Due anni dopo il grande successo di A casa tutti bene, film italiano più visto del 2018 con più di nove milioni di euro di incassi, Gabriele Muccino torna a dirigere Pierfrancesco Favino nella nuova pellicola Gli anni più belli. Favino sarà affiancato da Micaela Ramazzotti, Kim Rossi Stuart, Claudio Santamaria ed Emma Marrone, per la prima volta sul grande schermo.

“È il film più grande che abbia mai realizzato perché i personaggi sono la microstoria nella cornice della grande storia. Sullo sfondo della storia che racconto c’è l’Italia che cambia, dalla fine degli anni di piombo alla caduta del Muro di Berlino, dalla stagione di Mani pulite all’11 settembre. Racconterò anche l’ascesa del Movimento 5 stelle. Non sarà un viaggio nostalgico, o pessimista: tutti i personaggi, con le loro difficoltà, sono spinti dall’idea che domani sarà un giorno migliore”

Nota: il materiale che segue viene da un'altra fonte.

PR #11512, opened 2023-01-27
[Fix #11511] Fix a false negative for `Style/YodaCondition`

### LINKED ISSUE #11511: Should `Style/YodaCondition` treat constants like literals?
Currently, `Style/YodaCondition` flags something like this:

Giulio, Paolo e Riccardo, detto “il Sopravvissuto”, sono tre amici di sedici anni che formano un gruppo per affrontare l’adolescenza con più facilità, a loro si aggiungerà anche Gemma, di cui Paolo è follemente innamorato. Negli anni i protagonisti si ritroveranno ad essere testimoni di importanti avvenimenti della storia umana come la caduta del muro di Berlino, Mani Pulite, l’arrivo di Berlusconi e il crollo delle Torri Gemelle, oltre che a numerosi eventi personali che faranno crescere e maturare i quattro personaggi.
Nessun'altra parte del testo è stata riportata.